++++ SOURCE MATERIAL

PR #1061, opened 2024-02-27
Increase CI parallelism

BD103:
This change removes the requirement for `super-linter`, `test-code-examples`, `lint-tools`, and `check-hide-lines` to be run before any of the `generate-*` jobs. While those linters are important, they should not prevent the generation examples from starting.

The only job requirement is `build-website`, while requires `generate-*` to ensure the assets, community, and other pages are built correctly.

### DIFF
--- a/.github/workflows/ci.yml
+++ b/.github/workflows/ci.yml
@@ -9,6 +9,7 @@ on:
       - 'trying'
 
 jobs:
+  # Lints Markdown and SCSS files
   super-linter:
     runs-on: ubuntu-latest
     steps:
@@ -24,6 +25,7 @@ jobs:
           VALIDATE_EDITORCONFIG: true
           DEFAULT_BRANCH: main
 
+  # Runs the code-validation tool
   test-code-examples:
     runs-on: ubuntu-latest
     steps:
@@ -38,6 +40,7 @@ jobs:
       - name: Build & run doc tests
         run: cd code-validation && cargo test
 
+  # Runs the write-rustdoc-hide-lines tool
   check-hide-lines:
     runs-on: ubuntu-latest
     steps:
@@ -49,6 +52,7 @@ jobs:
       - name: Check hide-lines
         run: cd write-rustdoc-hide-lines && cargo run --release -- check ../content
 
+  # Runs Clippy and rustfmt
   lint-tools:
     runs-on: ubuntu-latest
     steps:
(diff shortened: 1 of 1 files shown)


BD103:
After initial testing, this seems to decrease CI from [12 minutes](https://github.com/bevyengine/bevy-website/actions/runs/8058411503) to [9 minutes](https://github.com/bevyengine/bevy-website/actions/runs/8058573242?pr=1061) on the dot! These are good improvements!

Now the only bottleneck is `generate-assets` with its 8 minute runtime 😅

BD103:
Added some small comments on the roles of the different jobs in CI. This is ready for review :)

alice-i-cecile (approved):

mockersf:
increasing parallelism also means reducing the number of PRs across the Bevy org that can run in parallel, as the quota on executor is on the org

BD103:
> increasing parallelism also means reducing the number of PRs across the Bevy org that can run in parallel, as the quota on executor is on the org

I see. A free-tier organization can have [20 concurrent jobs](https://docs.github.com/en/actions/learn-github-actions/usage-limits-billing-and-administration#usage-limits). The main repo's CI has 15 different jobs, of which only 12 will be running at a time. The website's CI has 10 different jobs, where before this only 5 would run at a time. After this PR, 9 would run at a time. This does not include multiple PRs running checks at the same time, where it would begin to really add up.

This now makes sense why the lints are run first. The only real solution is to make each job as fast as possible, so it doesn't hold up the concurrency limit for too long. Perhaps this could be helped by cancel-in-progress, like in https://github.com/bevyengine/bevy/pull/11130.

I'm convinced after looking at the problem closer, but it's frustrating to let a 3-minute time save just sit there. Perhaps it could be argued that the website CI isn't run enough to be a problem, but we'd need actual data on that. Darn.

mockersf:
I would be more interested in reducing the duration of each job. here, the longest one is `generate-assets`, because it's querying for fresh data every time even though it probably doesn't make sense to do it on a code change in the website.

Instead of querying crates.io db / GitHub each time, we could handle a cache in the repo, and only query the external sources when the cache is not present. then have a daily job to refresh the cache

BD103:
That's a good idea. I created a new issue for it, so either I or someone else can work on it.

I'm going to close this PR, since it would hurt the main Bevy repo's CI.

++++++++

EXERCISE DETAILS:
Every line in the entries above that mentions the word "linter" must be shown.

ANSWER BOX:
This change removes the requirement for `super-linter`, `test-code-examples`, `lint-tools`, and `check-hide-lines` to be run before any of the `generate-*` jobs. While those linters are important, they should not prevent the generation examples from starting.
   super-linter:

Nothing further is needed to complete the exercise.